*WORK REQUEST*. Determine how many lines in the records below include the word "index" and output that number alone.
** Opening STUDY MATERIAL block **
PR #2558, opened 2026-06-22
STCOM-1513  `<Pane>` - add a new `actionMenuToggleProps` prop

BogdanDenis:
## Description
Add a new `actionMenuToggleProps` prop to `<Pane>` and `<PaneHeader>` to be able to pass props to the action menu toggle element.

Required by https://github.com/folio-org/ui-marc-authorities/pull/508

## Issues
[STCOM-1513](https://folio-org.atlassian.net/browse/STCOM-1513)

### DIFF
--- a/CHANGELOG.md
+++ b/CHANGELOG.md
@@ -7,6 +7,7 @@
 * Switch from `cloneDeep` in `<Callout>` component's state updates- a fix for potential stack overflows due to cloned react component trees 😬 . Refs STCOM-1508.
 * Update placeholder text color for Select to improve contrast. Refs STCOM-1491.
 * Update timezone data. Refs STCOM-1472.
+* `<Pane>` - add a new `actionMenuToggleProps` prop. Refs STCOM-1513.
 
 ## [13.1.0](https://github.com/folio-org/stripes-components/tree/v13.1.0) (2026-04-14)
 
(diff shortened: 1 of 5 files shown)


zburke (approved):
The component path here is Pane > PaneHeader > Dropdown > Button. This PR provides prop-drilling in Pane via `actionMenuToggleProps` because even though Dropdown's `renderTrigger` function accepts `ariaProps`, at present we don't have a way to drill through to it from the outside. That is, even though `Dropdown::renderTrigger()` accepts `ariaProps`, `Pane` does not drill them through, so this PR supplies them via `actionMenuToggleProps`.

I am OK with this approach, though I am a bit leery. It supplies the ability to provide all kinds of props, not just the aria-related props mentioned in parent ticket, [UIMARCHAUTH-521](https://folio-org.atlassian.net/browse/UIMARCAUTH-521). Expanding the scope is not necessarily bad. Maybe it's even good, collecting all the action-menu props under a single object instead of letting them proliferate as `actionMenuFoo` and `actionMenuBar`. 

Alternatives would be specific props just for aria, or maybe fetching them from context instead of drilling. @JohnC-80, what do you think?

Dmitriy-Litvinenko (approved):

JohnC-80 (approved):
Yeah, I'm okay with this as a way to expand the versatility for specifying props for the `actionMenuToggle`. It's not unheard of that we would actually need to pass other app-level props into it. A11y-wise, `aria-*` isn't always the way, but about 80% with this kind of thing. Audits run using some sort of voice command software will run into issues, since the visible label of the elements are still identical - but it's a different design discussion about how the label is dealt with.

PR #2561, opened 2026-07-08
STCOM-1523 - Clear outline from PaneHeader for focus styling

JohnC-80:
Focus of the PaneHeader specifically gets used in `stripes-core`'s `<Settings>` component. This is an aesthetic part of the fix at the [STCOR-1083 PR](https://github.com/folio-org/stripes-core/pull/1747).

### DIFF
--- a/CHANGELOG.md
+++ b/CHANGELOG.md
@@ -9,6 +9,7 @@
 * Update timezone data. Refs STCOM-1472.
 * bugfix - `<SessionConfirmationModal>` shouldn't call its `onConfirm` prop every render. Refs STCOM-1512.
 * `<Pane>` - add a new `actionMenuToggleProps` prop. Refs STCOM-1513.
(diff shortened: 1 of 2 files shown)


zburke (commented):
@JohnC-80, I understand why we needed the STCOR PR -- we should've been passing the ref, not its referant -- but I don't understand why we need this work. Is this, too, a bug that's been lurking undetected for several years? What caused us to notice it now/not to have it prior to that STCOR PR when focus was properly being set?

JohnC-80:
@zburke This struck _me_ as a rough-edge inconsistency in styles. There are a handful of places in FOLIO that do send focus to the header ex: Inventory with a single search result sends focus to the header of the details Pane. Let me confer with Kimie for this change as it is a cosmetic issue - not so much an a11y one since we do have a focus indicator there at the pane header.

zburke (approved):
Design guru says, "Yep, this was a bug we just hadn't noticed".

PR #2564, opened 2026-07-13
STCOM-1524 MCL test flake - scroll less on a teeny grid in test

JohnC-80:
The MCL in the test is virtualized - so it's getting rid of rows as you scroll. Scroll too far, and you've removed the very row you are trying to assert on or click.

Failing tests would shout something like 'I can't find MCL row 11'...
and the listing of almost-matching stuff starts at 14 or 15... scrolled too far.
How does one scroll on pixels that they cannot see? Are they any bigger or smaller because you CAN'T see them?

Locally, the test renders a teeny grid:
image

And you can't see it, but in a blink, the grid actually shrinks from a large width, which can cause the height of elements to shift as rows of text wrap, down to 300.

Row 2 is selected, the grid shrinks (scrolls as it tries to keep row 2 visible), scrolls more(the action `await mcl.scrollBy({ direction: 'top', value: 200 });`, select again (if possible - where our tests were failing before), assert the selected class is applied to the recently selected row.

So a few safety measures in the fix - 
- wait for the grid to shrink (`mcl.has({width: 300}`)
- scroll less
- select a row that's roughly in the middle of the visible list.

### DIFF
--- a/CHANGELOG.md
+++ b/CHANGELOG.md
@@ -10,6 +10,7 @@
 * bugfix - `<SessionConfirmationModal>` shouldn't call its `onConfirm` prop every render. Refs STCOM-1512.
 * `<Pane>` - add a new `actionMenuToggleProps` prop. Refs STCOM-1513.
 * `<Pane>` - remove focus outline from `<PaneHeader>`. Refs STCOM-1523.
+* Fix flaky test with virtualized `<MultiColumnList>`. Refs STCOM-1525.
 
 ## [13.1.0](https://github.com/folio-org/stripes-components/tree/v13.1.0) (2026-04-14)
 
--- a/lib/MultiColumnList/tests/MultiColumnList-test.js
+++ b/lib/MultiColumnList/tests/MultiColumnList-test.js
@@ -454,7 +454,7 @@ describe('MultiColumnList', () => {
 
         describe('adjusting to width change', () => {
           beforeEach(async () => {
-            await mcl.scrollBy({ direction: 'top', value: 600 });
+            await mcl.scrollBy({ direction: 'top', value: 400 });
           });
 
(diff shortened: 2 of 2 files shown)


zburke (approved):
Thank you! I figured it was sth like this, but also couldn't figure out why a table with 100 rows or less would be virtualized, nor did I see anything about virtualization in the test setup :/ I think the implication is that virtualization is enabled by default. That feels backwards to me; am I in the minority here? 

Also, grateful for the fix, but I still don't understand why this started popping up now after years of functioning correctly :/ :/

JohnC-80:
@zburke This test uses `<MCLHarness>`, which, as a test-harness *does have `virtualize` set to true by default and just gives a setup to test other things like loading data, resize, columns, etc. `MultiColumnList` itself does not virtualize by default. I didn't live enough in the meta around these tests as much as focus on getting the flaky test to have some consistent pass rate. I believe that the variability came with the length of the strings that faker was generating and the affect that had on the scroll position of elements when the width of the MCL shrinks during the test run (The width change is also a part of MCL harness behavior.) Bigger fish, but will probably see this again with some optimization work to try and improve performance at the scale case we have with Eureka.

zburke:
@JohnC-80, that explanation sort of makes sense, but if faker's version did not change, why is its output suddenly reliably shorter than previously? That explains why the test is failing, but not why we are suddenly encountering this failure. 

Anyway, for me, this again comes down to "9 times out of 10, I find the side-effects of virtualization to be worse than its benefits". Given my druthers, I would lean less on "make virtualization great again" and more on "avoid virtualization when possible, choosing alternatives such as paging". I understand there is no silver bullet here and that paging has its own wrinkles.

PR #2567, opened 2026-07-21
STCOM-1529 avoid initially focusing the close 'X' in Modals

JohnC-80:
## [STCOM-1529](https://folio-org.atlassian.net/browse/STCOM-1529)

Focusing the ‘close button’ first causes an odd UX. It’s like greeting a guest by showing them to the exit. The focus logic of the modal, and possibly stripes-components' focus utilities should be adjusted so that the close button is no longer found as the candidate to focus.
This could happen by providing exception classes/selectors to the getFirstFocusable, or implement an attribute that could be applied to elements that need to be focus-ignored when finding the first element data-focus-exclude.
- If the Modal contains a form, the first interactive element of that form should be focused.
- If there is no form, if the Modal has a footer, the ‘primary’ action of the footer should be focused first.
- No form or footer, focus will be on the container, with the close button only a tab away.

### Approach
Apply the data-attribute `data-focus-exclude` to the close 'X'. It will cause the `getFocusableElement` utilities to ignore the element it's applied to.

### DIFF
--- a/CHANGELOG.md
+++ b/CHANGELOG.md
@@ -12,6 +12,7 @@
 * `<Pane>` - remove focus outline from `<PaneHeader>`. Refs STCOM-1523.
 * bugfix - `<Selection>` - Escape regex metacharacters when filtering, so filtering by `*` (or other special characters) no longer throws. Refs STCOM-
 * Fix flaky test with virtualized `<MultiColumnList>`. Refs STCOM-1525.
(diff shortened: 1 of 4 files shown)


zburke (approved):
Thank you! OMG, tests AND documentation 😍 I think the Sonar failure is due to a transient network blip. Hopefully it passes after a re-run.

PR #2568, opened 2026-07-21
STCOM-1531 - Use 'nodeRef' prop with react-transition-group components to avoid `findDOMNode` for R19 migration.

JohnC-80:
## [STCOM-1531](https://folio-org.atlassian.net/browse/STCOM-1531)

- `Callout`/`CalloutElement.js` — added a `useRef`, attached it to the transitioned wrapper div, passed as `nodeRef`.
- `Popover` — reused the existing `popoverRef` (already attached to the overlay div) as `nodeRef`.
- `MessageBanner`  — since the forwarded ref can be `null`, added an `internalRef` fallback (matching Popover.js's existing `ref || internalRef` idiom) and used that combined ref for both the DOM node and `nodeRef`.
- `Popover`/`LegacyPopover` — added a new `this.transitionRef`, attached it to the transition wrapper div, passed as `nodeRef`

Also - MCL - it was a comment! thanks for the heartburn, past self!


zburke (approved):
😌 `<Transition>` handles this ref for us. Thank you for finding, filing, and fixing this!

PR #2570, opened 2026-07-24
STCOM-1535 - Revisit for false positives with Axe updates

JohnC-80:
This update primarily affects MCL. It's never been flagged in accessibility audits, but axe continues to disagree. We really need to move our axe version forward, but false-positives make things difficult for everyone. Failures in stripes-components will mean failures reported in modules, false or not. As long as whatever we do to appease axe does not disrupt the clean accessibilty tree, I consider us in fine shape...

Before: Axe report: (Full disclosure, one of the 2 errors were in the storybook UI)
image

Before: accessibility tree (chrome dev tools)
image

After: - Axe report...
image

After - Accessibility tree:
image

Approach/what happened.
Shifting the `role=rowgroup` from the MCL RowContainer to the MCL Scrollable seems to have made the difference that axe was looking for. My A11y tree is unharmed.
Additionally, I applied the `rowgroup` role to the header container, since it's effectively a `head` of a table.

Also, removed the offending usage examples from storybook - no more `onRowClick` in example code.

It's bound to be an error that UI-modules will see if they are *still not implementing links in their first columns.

Update: checked in Inventory - Before
image

After -
image

### DIFF
--- a/.storybook/IntlWrap.js
+++ b/.storybook/IntlWrap.js
@@ -10,7 +10,7 @@ function updatePageDirection(direction) {
 
 const IntlWrap = ({ messages, children }) => {
   const [locale, updateLocale] = useState('en');
-  const [direction, updateDirection ] = useState('LTR');
+  const [direction, updateDirection] = useState('LTR');
 
   const handleDirectionChange = (e) => {
     updateDirection(e.target.value);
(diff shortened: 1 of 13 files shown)


zburke (approved):
Thanks for pursuing this! Addressing axe's complaints at the source in MCL, rather than [ignoring them as "false positives" after the fact during testing](https://github.com/folio-org/jest-config-stripes/pull/33/changes/fd40fa3882858679be88f18876b379b0fef123f0#diff-0f6b98b3e85f2156b97b1336d580264e804562f09d05945ce907cd4c3f644887R33-R50), is definitely a cleaner approach. I'll update that PR and remove the "false-positives" filter. 

My only concern is that this tweak to appease axe appears to irritate Sonar. 😒 Do you think there is anything we can/should do to placate Sonar, or we can we safely disregard its concern?

JohnC-80:
Merging this one.. sonar sees the 'maybe it has tab-index, maybe not' as a reason to warn, as well as the 'oh this is a role=row, should be a 'tr' in a separate component rather than understanding it's not rendered in a `tbody`...

Issue #26, opened 2015-02-12
Typechecking on mutually recursive types is buggy when used in a union with Symbol


lexi-lambda:
> Note: This bug is so strange that it's rather difficult to even reproduce. I'll try and describe exactly what circumstances allow me to reproduce it.

Take the following trivial program. Call it `bug.rkt`.

```racket
#lang typed/racket/base

(define-type Bson-Document (HashTable Symbol Bson-Value))
(define-type Bson-Value (U Bson-Document Symbol))

(define (make-document) : Bson-Value
  (define log-data : Bson-Document (make-immutable-hasheq `()))
  log-data)
```

For me, if I run `raco setup`, then running `racket bug.rkt` typechecks just fine, as it should! However, now I run the following command:

    raco setup -c --pkgs typed-racket-more

This shouldn't have any affect on any program, much less this one, which uses absolutely *zero* functionality from `typed-racket-more`. Nevertheless, now if I run `racket bug.rkt`, I get the following type error:

```
/tmp/bug.rkt:8:2: Type Checker: type mismatch
  expected: Bson-Value
  given: Bson-Document
  in: log-data
  context...:
   /Applications/Racket v6.1.1.8/share/pkgs/typed-racket-lib/typed-racket/typecheck/tc-toplevel.rkt:284:0: type-check
   /Applications/Racket v6.1.1.8/share/pkgs/typed-racket-lib/typed-racket/typecheck/tc-toplevel.rkt:494:0: tc-module
   /Applications/Racket v6.1.1.8/share/pkgs/typed-racket-lib/typed-racket/tc-setup.rkt:39:0: tc-setup
   /Applications/Racket v6.1.1.8/share/pkgs/typed-racket-lib/typed-racket/typed-racket.rkt:18:4
   standard-module-name-resolver
```

Don't worry, it gets weirder. I now tried modifying the definition for `Bson-Value`. I changed it to `(U Bson-Document String)`—anything that didn't include `Symbol` worked. Then I ran `racket bug.rkt` again. No error!

Okay... now I changed `Bson-Value` back to `(U Bson-Document Symbol)`. This time, though, I reversed the order of the type type declarations, so lines 3 and 4 looked like this:

```racket
(define-type Bson-Value (U Bson-Document Symbol))
(define-type Bson-Document (HashTable Symbol Bson-Value))
```

[...]

PR #28, opened 2015-02-15
Prevent type alias placeholders from collapsing in unions with symbols

lexi-lambda:
This implements the solution proposed by @takikawa for issue #26. It also includes his example as an integration test. All existing tests pass with this change.


takikawa:
Thanks! Merged (commit 619d6945c3263d21e6439a40286cde90e6afd585).

PR #30, opened 2015-02-17
Adjust the fix in 619d6945c3263d21e

takikawa:
For unions of multiple type aliases the new placeholder would cause union collapsing incorrectly. Put an uninterned symbol in the placeholder types to avoid this.

@samth @lexi-lambda any feedback?


samth:
This looks good to me.

takikawa:
BTW, I think in the long-term the `remove-type-name` function is not necessary since I can probably avoid registering it to begin with for non-recursive aliases. But I don't want this short-term fix to depend on that re-write.

PR #34, opened 2015-02-26
adjustments to accommodate a different macro system

mflatt:
These changes make TR work with both the current macro expander and one that has a different underlying model of binding (but is only slightly different on the outside).


samth:
This looks good to me -- feel free to merge it.

PR #35, opened 2015-02-27
`define-runtime-module-path-index` for reference to a contract submodule

mflatt:
This change is meant to fix problems with `raco exe` --- along with a repair in `raco exe`.


samth:
This looks good to me.

samth:
This was merged.

PR #39, opened 2015-03-03
move contract submodules to start of enclosing module

mflatt:
Putting the contract submodules early enough allows them to be used
for `module*` submodules.

This change is intended to repair the problem that Alexander reported,


samth:
Can you add a link to Alexander's report in the commit message? Also, can you add a test (just a file in the succeed directory in the tests should be enough)?

mflatt:
I've added the test and the pointer, but this change causes the "succeed/even-odd-recursive-type.rkt" test to fail, so the change is not right. In any case, the ordering of submodules is the issue for Alexander's example.

samth:
Is the right solution some kind of sorting?

mflatt:
@samth I don't know; I'm not clear on what goes wrong with the even-odd test

samth:
Merged with fix to some other code.

PR #44, opened 2015-03-04
Adjust named-let to use the return type annotation whenever possible

### LINKED ISSUE #43: Return type annotations on named-let forms aren't considered within the body unless all bindings are explicitly annotated
This fails to typecheck if it is run at the top-level (within a module):

```racket
(let loop : Integer ([n 10])
  (cond
    [(= n 5) n]
    [else (loop (sub1 n))]))
```

The return type of `loop` is considered to be `AnyValues` within the loop body (inferred from the surrounding context), ignoring the annotation. However, if `n` is explicitly annotated, for some reason it typechecks:

```racket
(let loop : Integer ([n : Integer 10])
  (cond
    [(= n 5) n]
    [else (loop (sub1 n))]))
```

lexi-lambda:
Fixes #43. This just adds an explicit annotation around the entire `let` expression to enforce the return type while still maintaining type inference on the bindings.

### DIFF
--- a/typed-racket-lib/typed-racket/base-env/prims.rkt
+++ b/typed-racket-lib/typed-racket/base-env/prims.rkt
@@ -439,26 +439,29 @@ This file defines two sorts of primitives. All of them are provided into any mod
            (~and (~seq (~optional (~seq : ret-ty))
                        (bs:optionally-annotated-binding ...) body ...)
                  (~seq rest ...)))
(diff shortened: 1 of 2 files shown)


samth:
looks good to me

lexi-lambda:
Merged in c79b61a7515f0a24e1d3d1dd37f6b5398d28d8ac.

PR #45, opened 2015-03-06
Vanilla Dependent Types Preview

andmkent:
### Summary
I've added refinement types of the form: {x : τ | ψ} where
* x is an identifier (actually these get turned into DeBruijn indices)
   and is in scope for both τ and ψ
* τ is a type
* ψ is an arbitrary proposition

In #lang typed/racket these types are written like this:
```racket
(Refine [x : τ] ψ)
```

This means that the following program will typecheck:
```racket
#lang typed/racket
(define-type-alias Num Number)
(define-type-alias Bool Boolean)

(: negate/dep (->i [x : (U Num Bool)] 
                   (Refine [z : (U Num Bool)]
                           (or (and (Num @ z) (Num @ x))
                               (and (Bool @ z) (Bool @ x))))))
(define (negate a)
  (cond
    [(number? a) (* -1 a)]
    [else (not a)]))

(add1 (negate -41))

(: foo (-> (U Num Bool) Num))
(define (foo x)
  (let ([y (negate x)])
    (if (number? y)
        x
        42)))

(foo -3)
```
### To Do's:
- [ ]  Add propositions than can talk about comparisons of linear expressions
   (e.g.  (≤ (+ (car x) y) z))
- [ ]  Add linear expressions as Objects
- [ ]  Add a path element LengthPE that can talk about the length of vectors
   (maybe later make it able to talk about list length as well since that's
    static?)
- [x]  fix 1 last bug (an identifier is not getting it's type put in the type table,
   which is causing an error while building the math lib)
- [ ]  generalize dependent function constructor syntax (right now it's hard coded
   to support 1, 2, or 3 arguments, doh! lol)
- [ ]  a little tidying (as I'm writing this, I'm seeing a change or two that way back
   when I thought was needed and not it's just useless extra arguments w/ default
   values (e.g. env in (define (check-below tr1 expected #:env [env #f] #:obj [obj #f]) ...))

#### Notes for files with many/complex changes:
* .../env/lexical-env.rkt (CHANGED)
   most of this was moved to .../typecheck/tc-envops.rkt and
   expanded w/ the necc. extra logic

* .../env/lookup.rkt (NEW)
   I added this file so all the logic for looking up types could be
   together and some code that explicitly reasons about aliasing details
   could just call functions in here

* .../env/type-env-structs.rkt (CHANGED)
   moved the more complicated logic in here elsewhere so now its just the
   simple raw operations

* ...logic/prop-ops.rkt (NEW)
   logic for extracting propositions from types/propositions. In other words
   we don't really want to keep nested info like ({y : Num | (Num @ z)} @ x) around,
   we want to break it down into it's atomic facts: (and (Num @ x) (Num @ z))

* .../logic/proves.rkt (NEW)
   Contains the judgement Γ |- ψ and related logic. It's built assuming goals
   will usually be small and environments will more often be large.

* .../logic/type-update.rkt (NEW)
   Logic for updating a type in a given environment. For example, if the return
   type of a function is {x : (U Num Str) | (or (and (Num @ x) (Num @ y))
                                                (and (Str @ x) (Str @ y)))}
   and y (a variable local to the function) is known to be a Num, we can update
   the return type to Num before we have to substitute the empty object in for y.

* .../rep/type-rep.rkt (CHANGED)
   new type & logic for abstracting/instantiating idents (turning
   identifiers into DeBruijns and back again)

* .../typecheck/tc-app/tc-app-main.rkt (CHANGED)
   if a function being applied is dependent, calculate the *actual* inferrable
   types of the arguments instead of just checking if it is a subtype of the range.
   This allows the refinement of dependent return types based on their argument type

* .../typecheck/tc-envops.rkt (CHANGED)
   anytime we add *any* new info to the type environment, we need to flatten/extract
   any nested type information (see ...logic/prop-ops.rkt) and then update
   with all the flattened info. Also, some of the logic that was deep down
   inside of env/type-env-structs.rkt is now here. (NOTE: there was one spot (I think
   in the OO code?) where I wasn't sure exactly what to do about potential nested props,
   so I left one old-school version in there called "with-lexical-env/naive-extend-types"

* .../typecheck/tc-funapp.rkt (CHANGED)
    dependent functions now have their types updated w/ the incoming argument types

* .../typecheck/tc-lambda-unit.rkt (CHANGED)
    instantiate DeBruijns in function types if we're using a dependent type

* .../typecheck/tc-let-unit.rkt (CHANGED)
    really just made a helper function to clean things up a little, it looks like
    a big change but it's really not

* .../typecheck/tc-metafunctions.rkt (CHANGED)
    cleaned up messy/redundant code

* .../typecheck/tc-subst.rkt (CHANGED)
    fixed substitution to correctly handle and recur into dependent types

* .../types/filter-ops.rkt (CHANGED)
    added a "-simple-or" that tries to do a little less of an overhaul of the input
    so that when a user gives refinement propositions the types more closely resemble
    what the user gave... this may or may not be worth it
    Oh, and cleaning.

* .../types/subtype.rkt (CHANGED)
    subtyping must have the current context to reason about dependent types --
    thus the lexical environment and the current object are now explicit arguments
    to all the subtyping functions now.
    Also, function subtyping on dependent functions has to reason about the actual
    domain types and how they affect each other and the range when doing subtyping.


samth:
Can you reformat the PR description so that it uses markdown for code blocks and for checklists?

typed-racket-lib/typed-racket/logic/proves.rkt
```diff
@@ -0,0 +1,140 @@
...
+
+;;returns a list of the remaining goals to be proved
+;; only proves based on type-env lookups
+;; A env obj goal -> filter w/ proven facts removed
+(define/cond-contract (logical-reduce A env obj goal)
+  (c:-> any/c env? Path? Filter/c
+        (listof Filter/c))
+  (match goal
+  
+    [(Bot:) `(,goal)]
```
samth: This is `(list goal)`.

typed-racket-lib/typed-racket/typecheck/tc-app/tc-app-main.rkt
```diff
@@ -78,16 +78,22 @@
 
        (define arg-tys
          (match f-ty
+           ;; TODO(AMK) support multi-arr functions w/ dependent types
+           [(Function: (list (arr: doms rng rest drest kws #t)))
+            (define arg-ts (map (curryr tc-expr/check? #f) args*))
```
samth: I think an explicit `for/list` would be cleaner here.

typed-racket-lib/typed-racket/typecheck/tc-envops.rkt
```diff
@@ -97,12 +122,104 @@
     (pattern (~seq #:unreachable form:expr))
     (pattern (~seq) #:with form #'(begin)))
   (syntax-parse stx
-    [(_ ps:expr u:unreachable? . b)
-     #'(let-values ([(new-env atoms) (env+ (lexical-env) ps)])
+    [(_ ps:expr u:unreachable? body ...)
```
samth: why the switch to `...`?

andmkent: I thought 'body ...' might be clearer/harder to mess up (I introduced a bug I had to find when I forgot b was a list). Maybe changing 'b' to 'bodies' and leaving the '.' would be the clarification I _really_ wanted.

AlexKnauth:
I tried to build drracket with this, but I got a bunch of errors, starting with this:
in drracket/private/tooltip.rkt lines 95-100:
```racket
    (define/override (show on?)
      (when timer
        (cond
          [on? (send timer start 200 #f)]
          [else (send timer stop)]))
      (super show on?))
```
Gives these errors:
```
/Applications/Racket v6.1.1.8 2/Racket v6.1.1.8/share/pkgs/drracket/drracket/private/tooltip.rkt:98:15: Type Checker: send: type mismatch
  expected: an object
  given: (U False (Instance Timer%))
  in: (send timer start 200 #f)
  context...:
   f44
   /Users/Alex/Documents/DrRacket/stuff/GitHub/repos/typed-racket/typed-racket-lib/typed-racket/typecheck/tc-toplevel.rkt:275:0: type-check
   /Users/Alex/Documents/DrRacket/stuff/GitHub/repos/typed-racket/typed-racket-lib/typed-racket/typecheck/tc-toplevel.rkt:415:0: tc-module
   /Users/Alex/Documents/DrRacket/stuff/GitHub/repos/typed-racket/typed-racket-lib/typed-racket/tc-setup.rkt:39:0: tc-setup
   /Users/Alex/Documents/DrRacket/stuff/GitHub/repos/typed-racket/typed-racket-lib/typed-racket/typed-racket.rkt:18:4
   standard-module-name-resolver
/Applications/Racket v6.1.1.8 2/Racket v6.1.1.8/share/pkgs/drracket/drracket/private/tooltip.rkt:99:16: Type Checker: send: type mismatch
  expected: an object
  given: (U False (Instance Timer%))
  in: (send timer stop)
  context...:
   f44
   /Users/Alex/Documents/DrRacket/stuff/GitHub/repos/typed-racket/typed-racket-lib/typed-racket/typecheck/tc-toplevel.rkt:275:0: type-check
   /Users/Alex/Documents/DrRacket/stuff/GitHub/repos/typed-racket/typed-racket-lib/typed-racket/typecheck/tc-toplevel.rkt:415:0: tc-module
   /Users/Alex/Documents/DrRacket/stuff/GitHub/repos/typed-racket/typed-racket-lib/typed-racket/tc-setup.rkt:39:0: tc-setup
   /Users/Alex/Documents/DrRacket/stuff/GitHub/repos/typed-racket/typed-racket-lib/typed-racket/typed-racket.rkt:18:4
   standard-module-name-resolver
Type Checker: Summary: 2 errors encountered
  context...:
   /Users/Alex/Documents/DrRacket/stuff/GitHub/repos/typed-racket/typed-racket-lib/typed-racket/typecheck/tc-toplevel.rkt:275:0: type-check
   /Users/Alex/Documents/DrRacket/stuff/GitHub/repos/typed-racket/typed-racket-lib/typed-racket/typecheck/tc-toplevel.rkt:415:0: tc-module
   /Users/Alex/Documents/DrRacket/stuff/GitHub/repos/typed-racket/typed-racket-lib/typed-racket/tc-setup.rkt:39:0: tc-setup
   /Users/Alex/Documents/DrRacket/stuff/GitHub/repos/typed-racket/typed-racket-lib/typed-racket/typed-racket.rkt:18:4
   standard-module-name-resolver
```
When it should work fine because of occurrence typing.

lexi-lambda:
I actually got some of those errors, too, though I wasn’t trying this PR. I think it has to do with some change made to racket (possibly the object? change?) that raco isn’t picking up on.

Try running raco setup -c and rebuilding everything from scratch; that worked for me.

andmkent:
Interesting.

I'm still doing a little debugging, so it wouldn't surprise me at all if
the error was due to my changes. The one error I'm looking into right now
could be related... but with Alexis' comment I'm thinking (hoping? ha ha)
maybe it's not. Either way, when I fix the bug I'm currently looking into
I'll push it to this PR with an update if there's any other bugs I discover.

It should be noted, I'm working on a racket checkout from 2015-01-31 (the
TR checkout is more recent)... so it's also possible I'll discover some
errors whenever I pull (I'm not in any rush though, I'm trying to make
progress on this branch first before I introduce more variables into the
mix).

AlexKnauth:
I tried raco setup -c followed by raco setup, and the error is still there, but I think that's because this was fixed here: https://github.com/racket/typed-racket/commit/62c86d5ddd246d7f6da77f6f52a2560d725bde24
and drracket/private/tooltip.rkt was converted to typed racket after that.  So it isn't due to you're changes, but it's something that was broken before you started working on this, and was fixed since then.

PR #47, opened 2015-03-13
Fix the types for pin-over and pin-under in typed/pict

lexi-lambda:
Self-explanatory; these types were just missing a parameter for each case.


samth:
Looks good to me.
** Closing STUDY MATERIAL block **
*SOLUTION TO THIS TASK*. 2